* INFORMATION SHOWN:
^^^^^^^^^^^^^^^^

PR #1317, opened 2022-02-23
Rebuild postgres when zenith root Makefile changes

antons-antons:
Zenith root makefile is used to control Postgres build.
Include makefile into a the CI build cache key for Postgres, this will ensure that modifications to Makefile (unfortunately even unrelated) will trigger Postgres rebuild


funbringer (approved):

hlinnaka (approved):
LGTM, but the CI thinks otherwise?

^^^^^^^^^^^^^^^^

* WHAT YOU NEED TO DO:
Copy the data word for word.

* ANSWER FOR THE TASK:
PR #1317, opened 2022-02-23
Rebuild postgres when zenith root Makefile changes

antons-antons:
Zenith root makefile is used to control Postgres build.
Include makefile into a the CI build cache key for Postgres, this will ensure that modifications to Makefile (unfortunately even unrelated) will trigger Postgres rebuild


funbringer (approved):

hlinnaka (approved):
LGTM, but the CI thinks otherwise?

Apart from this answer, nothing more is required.